There were in all three million three hundred and seventy-eight thousand men engaged in the fighting of it.

There are not that many men in all the regular standing armies of Europe combined, even if we include the unpaid hordes of Turkey and the military myriads of the armed camp known to geography as Russia.

The actual fighting field of this war of ours was larger than the whole of western Europe, and all of it was trampled over and fought over by great armies.

The men killed or mortally wounded in our war numbered on the Northern side alone 110,000. The total number of deaths resulting from military operations on the Northern side alone was 350,000. The figures for the Southern side are not accessible, owing to the loss of records. But as the fighting was equally determined on both sides, and as other conditions were substantially equal, it is certain that the losses of life were relatively about the same on both sides. It is well within the facts, therefore, to say that this war of ours directly caused the death of more than half a million men. No other war in modern history has cost so many lives or half so many.
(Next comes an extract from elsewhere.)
PR #3824, opened 2021-03-04
doc: Improve documentation for the DJPP get/setPreprocessors methods

slarse:
The docs for DJPP get/setPreprocessors currently contain a broken link to some (probably very) old type that is no longer available, and aren't particularly clear about how DJPP actually uses the preprocessors. This PR removes the broken link and clarifies how the preprocessors are used.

We hear much of our recent war with Spain. Let us take it as a basis of comparison. The total number of men even nominally called into the field in that war was less by nearly two to one than the deaths alone during the Confederate war. The number of men who were actually engaged in the Spanish war numbered only about one tenth as many as those who were buried as victims of the Confederate war's battle fields.

Again, the total number of men killed and wounded during the Spanish war—including every man who was touched by a bullet or scratched by a sword or bayonet thrust or hurt by a splinter at sea—was only two hundred sixty-eight. That is fewer than the number who were stricken in each of many before-breakfast skirmishes of the Confederate war, some of which were deemed too insignificant to be reported to headquarters with precision.

Looking for higher standards of comparison, we find that 43,449 men fell killed or wounded at Gettysburg alone. That is almost double the loss of the allied forces at Waterloo and probably equal to the total losses on both sides at that greatest and most decisive of European battles.

There were more than a dozen other battles of the Confederate war which in slaughter fairly deserved comparison with Waterloo. These included the Seven Days' battle before Richmond, and the battles of Fredericksburg, Chancellorsville, Antietam, Shiloh, Chickamauga, the Wilderness, Spottsylvania, Cold Harbor, the Second Manassas (or Bull Run), Stone River, Petersburg, Franklin, Lookout Mountain, Nashville and several others.

Still another measure of the magnitude of a war is its duration. It is duration indeed that chiefly determines the amount of human suffering caused by a war, especially to the women and children who are war's chief victims.

Measured by this test of duration the Confederate war exceeded all other recent conflicts in the magnitude of the suffering it inflicted.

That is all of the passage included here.